Description de l'événement

Description

(English version will follow)

Cet atelier sera donné en francais par Mr. Nikolai Sergueev, analyste en calcul scientifique à Calcul Québec - l'Université de Montréal.

Résumé

CUDA (Compute Unified Device Architecture) est le principal langage de programmation utilisé pour exploiter la puissance de calcul des accélérateurs graphiques (GPU, Graphic Processing Units) dans le domaine du calcul de haute performance. Ce langage est supporté par tous les accélérateurs graphiques NVidia. Dans ce cours, vous apprendrez comment utiliser CUDA avec le langage de programmation C pour écrire des algorithmes simple sur des GPUs.

Inscription

  • Participant académique : 10$

  • Participant non-académique : 350$

Plan de cours

  1. Architecture d'un GPU
  2. Flot d'execution d'un programme CUDA
  3. Principes de base pour utiliser un GPU efficacement
  4. Écrire et compiler un code minimal et les exemples CUDA
  5. Gérer la mémoire du GPU et comprendre les types de mémoire disponibles
  6. Utiliser des fils (thread) et blocs pour écrire des algorithmes parallèles
  7. Vérifier les erreurs
  8. Survol d’autres façons d’utiliser un GPU (OpenACC, Bibliothèques, OpenCL, applications)
  9. Quelques sujets avancés (plusieurs GPU, mémoire unifiée, Nvidia Visual Profiler, streams)

Prérequis

Une bonne connaissance du langage de programmation C/C++ est nécessaire. Les participants doivent apporter leur ordinateur portable personnel pour participer à la session pratique.

Comment puis-je contacter l'organisateur si j'ai des questions?

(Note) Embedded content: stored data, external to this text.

PR #1238, opened 2026-09-20
storage: return prefix listing as iter.Seq2

huanghaoyuanhhy:
Follow-up to #1237, the second step of the prefix-iterator API reshape.

`Client.NewObjectIter` returned a pull-style `ObjectIterator` (`Next` + `Close`): every caller had to remember `Close`, and every implementation needed a comment explaining what `Close` was responsible for (minio: cancel the listing goroutine and drain its channel). This PR replaces the interface with `iter.Seq2[ObjectAttr, error]`, so the listing is driven by the range loop itself:

```go
for attr, err := range cli.NewObjectIter(ctx, prefix, true) {
    if err != nil {
        return err
    }
    // use attr
}
```

What this buys:

- **No Close to forget.** Leaving the loop early — `break`, `return`, or `panic` — stops the listing and releases its resources; the cleanup that `Close` used to own now runs as the sequence's defer on every exit path. The goroutine-leak class of bug the Close contract guarded against is gone by construction.
- **Consumer loops collapse to one statement.** `ListPrefixFlat`, `Exist`, `DeletePrefix`, `CopyPrefixTask`, `VerifyPrefixTask` and the create source-storage preflight all drop their `for { Next; if !ok break }` scaffolding. `Exist` and the preflight now read as "take the first yielded object and return".
- **Independent listings.** Each range over the returned sequence runs a fresh listing; all state lives inside the closure body, nothing is shared across ranges.

Behavior is unchanged from what #1237 established: construction stays lazy (no request until the first iteration), listing errors surface as the last yielded value, exhaustion simply ends the range. The minio implementation keeps its cancel-and-drain — the early-stop test now observes the cancellation reaching the in-flight page request directly, a tighter assertion than the old post-Close exhaustion check. Local keeps lazy stat/walk; azure's pager loop keeps the empty-page and first-`More()` semantics; gcp wraps the GCS iterator unchanged.

`NewMockObjectIterator` keeps its name and becomes a sequence constructor, so the cross-package test stubs (app, core, meta) barely change. `client_mock.go` regenerated with `make gen-mock`.

/kind improvement


lentitude2tk (approved):
/LGTM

Vous pouvez écrire à formation@calculquebec.ca




This workshop will be given in French by Mr. Nikolai Sergueev, HPC analyst at Calcul Québec - l'Université de Montréal.

Summary

CUDA, which stands for Compute Unified Device Architecture, is the main programming language used to harness the power of GPU (Graphic Processing Units) in high performance computing. It is supported on every NVidia GPU accelerators. In this tutorial, you will learn how to use CUDA with the programming language C, to write simple algorithms on GPUs.

Registration

  • Academic participant : 10$

  • Non-academic participant : $350

Prerequisite
Knowledge of the C/C++ programming language is required. Attendees should bring their personal laptop computer to participate in the hands-on content.

Lesson plan

  1. Architecture of a GPU
  2. Workflow of a CUDA program
  3. Core principles of using GPU efficiently
  4. Writing and compiling a minimal CUDA code and compiling CUDA examples
  5. Managing GPU memory and understanding the various types of GPU memory
  6. Using threads and blocks to write parallel algorithms
  7. Checking errors
  8. Overview of what’s outside CUDA (OpenACC, Libraries, OpenCL, Applications)
  9. Optional advanced topics (multiple GPUs, unified memory, Nvidia Visual Profiler, streams)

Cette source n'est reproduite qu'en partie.